### [Aim of the exercise]
Which lines of the entries below hold the word "BuyingCatalogue"? Report each of them.

-*-*-

PR #12, opened 2020-05-06
4826: Canned Data - GET

RuthBerry96:


src/NHSD.BuyingCatalogue.Ordering.Api/Controllers/OrdersController.cs
```diff
@@ -0,0 +1,43 @@
...
+using Microsoft.AspNetCore.Authorization;
+using Microsoft.AspNetCore.Mvc;
+using NHSD.BuyingCatalogue.Ordering.Api.Models;
+
+namespace NHSD.BuyingCatalogue.Ordering.Api.Controllers
+{
+    [Route("api/v1/[controller]")]
+    [ApiController]
+    [Produces("application/json")]
+    [AllowAnonymous]
```
sam-roberts-bjss, line 12: Obviously we need to ensure we don't allow Anonymous users in the next implementation, but this is fine for now. We do already have the policies in place, so should be easy to add either in this PR or the next.

RuthBerry96: Yep. I just had allowAnoymous for the canned data 😄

-*-*-

### [Answer area]
src/NHSD.BuyingCatalogue.Ordering.Api/Controllers/OrdersController.cs
+using NHSD.BuyingCatalogue.Ordering.Api.Models;
+namespace NHSD.BuyingCatalogue.Ordering.Api.Controllers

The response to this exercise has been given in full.